HMRC is always a better bet with puppy farmers and backyard breeders.


----------



## Clodagh (23 October 2017)

They could be stolen? I do hope your daughter resists.


----------



## AdorableAlice (23 October 2017)

CorvusCorax said:



			HMRC is always a better bet with puppy farmers and backyard breeders.
		
Click to expand...

From a taxation point ? they won't be interested in animal welfare.  Most if not all, traveller sites will be viewed as anarchy by the regulators and given the non existent resources that the regulators are currently working under, there is very little chance of anything being done.


----------



## CorvusCorax (23 October 2017)

Well, clearly from point of tax and not animal welfare. If they have food, water and shelter there is little the latter will do.
I wouldn't have mentioned it if I didn't have personal experience that it has worked

To add, a hole dug under a caravan to which a dog was chained has in the past been deemed adequate shelter in my locality.


----------



## millikins (23 October 2017)

CorvusCorax said:



			HMRC is always a better bet with puppy farmers and backyard breeders.
		
Click to expand...

Thanks for that, the site is a registered one so not much travelling happens and might get a result. The seller is now sending abusive texts because they didn't confirm a viewing, not even a no show.


----------



## Pearlsasinger (23 October 2017)

millikins said:



			Thanks for that, the site is a registered one so not much travelling happens and might get a result. The seller is now sending abusive texts because they didn't confirm a viewing, not even a no show.
		
Click to expand...

Well, I guess that has put the prospective buyers off!  Hardly the way to do business, regardless of what that business is.  I wish that people would not buy these ridiculous crossbreeds that are sold for crazy sums anyway.


----------



## Cinnamontoast (23 October 2017)

Wouldn't go near a traveller for a puppy. The OH's colleague showed us a picture of a puppy his family got cheap as a farm dog a few weeks ago. It's definitely a puggle!


----------



## millikins (23 October 2017)

They won't buy, the post code had already put them off before they asked me, it's just whether anything should or could be done to stop it, IF they are puppy farming.


----------



## Cinnamontoast (23 October 2017)

Are they puppy farming, tho? Or is it a one off litter they've deliberately done given how much this cross goes for? I mean, there are huge puppy farms in Wales, all licensed and apparently fine, so I'm wondering if the RSPCA will care?


----------



## millikins (24 October 2017)

cinnamontoast said:



			Are they puppy farming, tho? Or is it a one off litter they've deliberately done given how much this cross goes for? I mean, there are huge puppy farms in Wales, all licensed and apparently fine, so I'm wondering if the RSPCA will care?
		
Click to expand...

Probably not. I have no real evidence do I, just a hunch.


----------



## Cahill (24 October 2017)

imo would not give money to these `breeders`as just encouraging to do the same again.


----------



## GirlFriday (24 October 2017)

millikins said:



			Probably not. I have no real evidence do I, just a hunch.
		
Click to expand...

Exactly. Plenty of foals belonging to forum members on here are weaned earlier than I'd personally like, but, that doesn't get anywhere near how I feel about embryo transfer as an option... animal abuse (to my mind, wonderful new technologies or efficiency etc from another valid view point) happens at all levels in society.

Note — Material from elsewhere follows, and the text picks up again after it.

PR #4227, opened 2026-09-09
feat(channels): expose the wire timing the UART encoder actually produces

zackees:
Groundwork for the last unfixed UART defect on #3899. This PR adds only the encoder-side helper; it does not yet change any decoder.

### The problem it addresses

And TBH if you spend time looking at small ads in any format, and for pretty much any thing, you'd find plenty of stuff happening that ought to be reported to _someone_ if only there was any real evidence at all.


----------



## Alec Swan (24 October 2017)

millikins said:



			&#8230;&#8230;.. my suspicious mind thinks mother was probably removed so she could be bred from again sooner. Is puppy farming actually illegal or just unethical?
		
Click to expand...

Removing the bitch from her pups early wouldn't have any significant affect upon her breeding cycle,  or at least not that it would be worth it considering the work and effort needed to hand rear the litter.

Puppy farming isn't illegal,  though there are statutory requirements that those who keep 5 or more (is that the right figure?) of brood bitches need to register their interests.

The rspca won't go anywhere near the site,  as it's unlikely that the laws have been broken and even if they have,  they'll be sent packing!  Travellers know exactly how to deal with anyone in a uniform!

HMRC? I suspect that app 5% of Travellers will be registered with HMRC &#8212; if that! 

When I kept coursing dogs,  I bought several pups from travellers,  including the odd un-registered GSD pup.  Because there are generally as many small children as there are dogs,  the pups were generally very well socialised,  the pups generally had their freedom rather than being shut-in and so though the probably weren't wormed,  they usually had lovely coats and didn't show any outward signs of internal parasites.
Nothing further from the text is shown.